┌────────

PR #2638, opened 2019-11-11
Use empire ID instead of incorrect player ID for diplomacy

### LINKED ISSUE #2633: diplomatic message indicator not appearing (longturn server)
On the longturn server, send a peace or alliance proposal to a player your empire is at war with. The player receiving the offer should see the diplo status indicator in the empires window, but it doesn*t appear.

o01eg:
Fixes #2633 missing diplomacy messages and flashing.

### DIFF
--- a/UI/PlayerListWnd.cpp
+++ b/UI/PlayerListWnd.cpp
@@ -320,7 +320,7 @@ namespace {
                 ErrorLogger() << "PlayerDataPanel::Render couldn't get client app!";
                 return;
             }
-            if (m_player_id != app->PlayerID()) {
+            if (m_empire_id != app->EmpireID()) {
                 // render diplomacy icon
                 switch (m_diplo_status) {
                 case DIPLO_WAR:                 WarIcon()->OrthoBlit(    UpperLeft() + m_diplo_status_icon_ul, UpperLeft() + m_diplo_status_icon_ul + ICON_SIZE); break;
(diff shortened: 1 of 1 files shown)


UI/PlayerListWnd.cpp
```diff
@@ -320,7 +320,7 @@ namespace {
                 ErrorLogger() << "PlayerDataPanel::Render couldn't get client app!";
                 return;
             }
-            if (m_player_id != app->PlayerID()) {
+            if (m_empire_id != app->EmpireID()) {
```
geoffthemedio, line 323: Is the player ID actually incorrect here?

UI/PlayerListWnd.cpp
```diff
@@ -333,7 +333,7 @@ namespace {
 
             // render incoming diplomatic message icon, if there is one
             const DiplomaticMessage& incoming_message_to_client =
-                Empires().GetDiplomaticMessage(m_player_id, app->PlayerID());
+                Empires().GetDiplomaticMessage(m_empire_id, app->EmpireID());
```
geoffthemedio, line 336: ... or just here?

UI/PlayerListWnd.cpp
o01eg: I suppose it doesn't change anything as I tested with observers and moderators. Maybe better also test for `ALL_EMPIRES`.

PR #2651, opened 2019-11-20
201911 fix basic hull descriptions

agrrr3:
Small hull description was wrong after the fuel efficiency changes.

[forum discussion](https://www.freeorion.org/forum/viewtopic.php?f=6&t=11245&start=15#p98293)


geoffthemedio:
Can you do this with just description fixes and not also the balance changes?

agrrr3:
> Can you do this with just description fixes and not also the balance changes?

Sorry, I branched from the current workspace instead of freeorion/master.

Automatic failure is a cryptic timeout as usual.

PR #226, opened 2015-10-22
Add a test to handle 400 errors details.

Natim:
r? @n1k0 @leplatrem


Natim:
#214 was too greedy, this is a fix.

PR #242, opened 2015-10-30
Fix kinto with latest cliquet

leplatrem:
* Recreate after delete now returns 201  (<--- @Natim r?)
* Cache headers are only set with anonymous requests


Natim:
I would probably also uncomment the 201 in the tutoriel loadtest.

PR #245, opened 2015-10-30
Cache-Control is now always set on no-cache by default.

Natim:


kinto/tests/test_views_collections_cache.py
```diff
@@ -108,7 +108,8 @@ def test_cache_expires_must_be_an_integer(self):
     def test_expires_and_cache_control_are_not_set_if_authenticated(self):
         r = self.app.get(self.records_url, headers=self.headers)
         self.assertNotIn('Expires', r.headers)
-        self.assertNotIn('Cache-Control', r.headers)
+        self.assertIn('Cache-Control', r.headers)
+        self.assertEqual(r.headers['Cache-Control'], 'no-cache')
```
leplatrem: micronit: since Cache-Control may contain other strings, assertIn() could be safer

PR #232, opened 2015-10-26
kinto migrate and start

s-utsch:
I'm still working on the init command, but I wanted to make the pull request for this contribution to see what kind of changes it'll be necessary to make.

PR #247, opened 2015-11-02
kinto command for init and start

Natim:
Superseed #232

### DIFF
--- a/kinto/__main__.py
+++ b/kinto/__main__.py
@@ -1,0 +1,46 @@
+import argparse
+import sys
+from cliquet.scripts import cliquet
+from pyramid.scripts import pserve
+from pyramid.paster import bootstrap
+
+
+def main(args=None):
+        """The main routine."""
+        if args is None:
+                args = sys.argv[1:]
+
+        parser = argparse.ArgumentParser(description="Kinto commands")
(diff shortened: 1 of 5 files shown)


Natim:
@leplatrem final r?

Natim:
We should have the config_file parameter for the other command as well.

kinto/__main__.py
```diff
@@ -0,0 +1,46 @@
...
+
+        if args['which'] == 'init':
+                if(args['config_file'] is None):
+                    env = bootstrap('config/kinto.ini')
+                else:
+                    config_file = format(args['config_file'])
+                    env = bootstrap(config_file)
+        elif args['which'] == 'migrate':
+                env = bootstrap('config/kinto.ini')
+                cliquet.init_schema(env)
```
leplatrem: I would suggest to use a local variable `config_file` everywhere.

└────────

Show all lines in the entries above where the string "other" appears.

leplatrem: micronit: since Cache-Control may contain other strings, assertIn() could be safer
We should have the config_file parameter for the other command as well.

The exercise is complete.